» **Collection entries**

--------------------

PR #183, opened 2020-06-07
Fix Sonarcloud scan for PR

crazy-max:
@mc1arke Ref. https://github.com/mc1arke/sonarqube-community-branch-plugin/pull/58#issuecomment-640186946


mc1arke:
Is it worth making the Sonarqube task dependent on the presence of the `SONAR_TOKEN` secret? Until Github work out an easy way of handling secrets across forks, anyone who submits a PR, or even commits to their own fork without having setup the local secrets is going to get a check failure which isn't a great experience.

mc1arke:
Superseded by #184. Thanks for taking the time to look at this anyway,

--------------------

Please output each record exactly as it appears above.

PR #183, opened 2020-06-07
Fix Sonarcloud scan for PR

crazy-max:
@mc1arke Ref. https://github.com/mc1arke/sonarqube-community-branch-plugin/pull/58#issuecomment-640186946


mc1arke:
Is it worth making the Sonarqube task dependent on the presence of the `SONAR_TOKEN` secret? Until Github work out an easy way of handling secrets across forks, anyone who submits a PR, or even commits to their own fork without having setup the local secrets is going to get a check failure which isn't a great experience.

mc1arke:
Superseded by #184. Thanks for taking the time to look at this anyway,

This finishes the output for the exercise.